# The Hunger Games: Catching Fire - Official Trailer



## Daf57 (Jul 24, 2013)

I enjoyed the books and the first movie - I hope this one is good as well.


----------



## Shakkyl (Aug 7, 2013)

I had to read the book in my College English class, I didn't know what to expect. I ended up loving it, and the movie. I haven't read any farther into the series, but I love the first one enough to for sure read them, and i'll for sure watch the movie in theaters.


----------



## jordanky (Aug 7, 2013)

I'm stoked... I loved all the books as well as the first film. I'll definitely be at a midnight premiere somewhere, thinking of giving Jennifer Lawrence MY arrow if you know what I mean.


----------



## Watty (Aug 7, 2013)

Although I never read the books, I was surprised at how.....well, gay the futuristic society was made out to be. I mean, I know there should exist a gap between the social classes in a dystopia, but come one.....that was overly flamboyant for absolutely no reason.



jordanky said:


> I'm stoked... I loved all the books as well as the first film. I'll definitely be at a midnight premiere somewhere, thinking of giving Jennifer Lawrence MY arrow if you know what I mean.



Eh, she'd be much more attractive without all the makeup it's really obvious she's wearing in most of the shots above.


----------



## flint757 (Aug 8, 2013)

Shakkyl said:


> I had to read the book in my College English class, I didn't know what to expect. I ended up loving it, and the movie. I haven't read any farther into the series, but I love the first one enough to for sure read them, and i'll for sure watch the movie in theaters.



Really?
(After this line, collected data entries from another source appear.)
PR #35, opened 2017-04-05
Refactor Data Schema, implement utility functions, build out new charts, and merge sidebars.

### LINKED ISSUE #8: Use charting library to implement data visualizations

### LINKED ISSUE #26: Use normalizr to normalize twitter-server metrics.json
Currently, the dashboard is ingesting metrics into the Redux store as-is, which is forcing React components to perform somewhat complex mapping operations in the render loop. It also forces all of the metrics data to be passed en-masse as props.

Normalizr would allow us to structure the data in a way better suited for data visualization. A possible scheme might be as follows:
endpoint --> attribute --> timestamp --> value

Considering that the twitter-server metrics also have / delimited keys that convey a hierarchy of data, there are some opportunities to exploit this as well to organize and decompose the Redux store. 

Also worth consideration is use of `humps` to covert keys from underscores the camelCase.

### LINKED ISSUE #30: Use a common nav component between the oncanvas and offcanvas sidesbars

### LINKED ISSUE #37: When changing interval, the metrics sampled are not properly normalized in per second calculations
Currently, a utility function takes the difference between two snapshots of a single metric and calculates the rate of change by dividing by the interval between polling the server. However, the interval may have changed since last polling the server. To correct this, the calculation should divide by the difference of the timestamps of the two snapshots.

### LINKED ISSUE #38: Add custom favicon.ico
Presumably, this should be the gray matter logo

spmcbride1201:
Resolves #8.
Resolves #26.
Resolves #30.
Resolves #38.
Resolves #37.


src/components/DataTxLineChart.js
```diff
@@ -1,52 +1,17 @@
 import React, { PropTypes } from 'react';
-import dateFormat from 'dateformat';
 import { LineChart, Line, CartesianGrid, XAxis, YAxis, Tooltip, ResponsiveContainer } from 'recharts';
 
 DataTxLineChart.propTypes = {
-  metricsArr: PropTypes.array.isRequired
+  receivedAndSentBytesPerSecondArr: PropTypes.array,
```
tilleryd: trailing comma... no big deal but please remove

tilleryd: trailing comma... no big deal but please remove

src/components/RouteGrid.js
```diff
@@ -0,0 +1,55 @@
...
+          className="uk-grid-match uk-grid-small uk-text-center"
+          data-uk-grid
+        >
+          {routeVerbs.map(verbName => (
+            <div
+              className="uk-width-1-2@m"
+              key={verbName}
+            >
+              <div className="uk-card uk-card-default uk-card-body">
+                <h3 className="uk-card-title">{`${verbName} /${this.props.params.routeName}`}</h3>
```
tilleryd: We tend to use object destructuring to cut down on referencing props via `this.props`.

```
const { params } = this.props;
...
<h3 className="uk-card-title">{`${verbName} /${params.routeName}`}</h3>
```

This is more of a style thing.  I prefer not to create intermediate vars but it does make the code a bit more terse and easier to read.  No action necessary, just sharing our style.

src/index.js
```diff
@@ -11,15 +11,20 @@ import HTTPGrid from './components/HTTPGrid';
...
+import RouteGrid from './components/RouteGrid';
+import { syncHistoryWithStore } from 'react-router-redux';
 import '../node_modules/uikit/dist/css/uikit.min.css';
 import './style/index.css';
 
 // load the UIKit Icon plugin
 UIkit.use(Icons);
 
+// Wire up React Router with Redux
+const history = syncHistoryWithStore(browserHistory, store);
```
tilleryd: I recommend that you implement history like Up2.  We ran into an issue where custom baseUrls would break routing.  We resolved this as follows:

1. A gulp task sets the baseUrl in index.html
https://github.com/DecipherNow/up2-ui/blob/develop/gulpTasks/baseUrl.js
https://github.com/DecipherNow/up2-ui/blob/develop/src/index.html
2. We create router history using a custom `baseName` so history runs relative to the baseUrl
https://github.com/DecipherNow/up2-ui/blob/develop/src/js/store.js

tilleryd: This certainly is not a requirement of this PR and can be an issue for future work.

src/style/index.css
```diff
@@ -1,38 +1,44 @@
...
-  color: #ddd
+/*These Rules are to ensure that the sidebar can display as white */
+/*uk-offcanvas-close>svg {
+  color: #999 !important;
 }
 
-.hamburger:hover {
-  color: #fff
+.uk-nav>li>a, .uk-nav-sub>li>a {
+    color: #999 !important;
```
tilleryd: indentation

src/components/RouteGrid.js
spmcbride1201: Done! I think it probably did improve readability.

src/index.js
spmcbride1201: Cool. I opened Issue #40 for this.

PR #46, opened 2017-04-10
feat: Fallback to hashHistory and support baseurls

### LINKED ISSUE #14: Dynamically use HashHistory on older browsers
From @tilleryd:
so we're doing this actually
 ```// manually create history using a custom basename configuration, this will ensure
// that all routes will be run relative to the value of BASE_URL
const history = useRouterHistory(
  supportsHistory() ? createHistory : createHashHistory
)({
  basename: BASE_URL
});
```
take a look at https://github.com/DecipherNow/up2-ui/blob/develop/src/js/store.js

### LINKED ISSUE #40: Support Custom Base URLS for front-end routing
@tilleryd suggests implementing history like Up2. We ran into an issue where custom baseUrls would break routing. We resolved this as follows:

A gulp task sets the baseUrl in index.html
https://github.com/DecipherNow/up2-ui/blob/develop/gulpTasks/baseUrl.js
https://github.com/DecipherNow/up2-ui/blob/develop/src/index.html
We create router history using a custom baseName so history runs relative to the baseUrl
https://github.com/DecipherNow/up2-ui/blob/develop/src/js/store.js

spmcbride1201:
Resolves #14.
Resolves #40.


tilleryd:
Works as intended.  I tested on `master` with a baseUrl of `foo` and also with this `basename` branch.  It didn't work on `master` but did work on this branch as expected.

PR #69, opened 2017-04-21
Build Master and save to CircleCI as tarball

spmcbride1201:


tilleryd:
Do all these commits really pertain to the work at hand?

spmcbride1201:
No, but it works. You can review the other PR instead, and we can put this feature branch on ice until after Amsterdam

I mean I enjoyed the books, but they are definitely lower reading level (like early intermediate). She has atrocious grammar/sentence structure for it to be used in a college English class too.

I think the second movie will be pretty good too. I absolutely hated the third book though.



Watty said:


> Although I never read the books, I was surprised at how.....well, gay the futuristic society was made out to be. I mean, I know there should exist a gap between the social classes in a dystopia, but come one.....that was overly flamboyant for absolutely no reason.
> 
> Eh, she'd be much more attractive without all the makeup it's really obvious she's wearing in most of the shots above.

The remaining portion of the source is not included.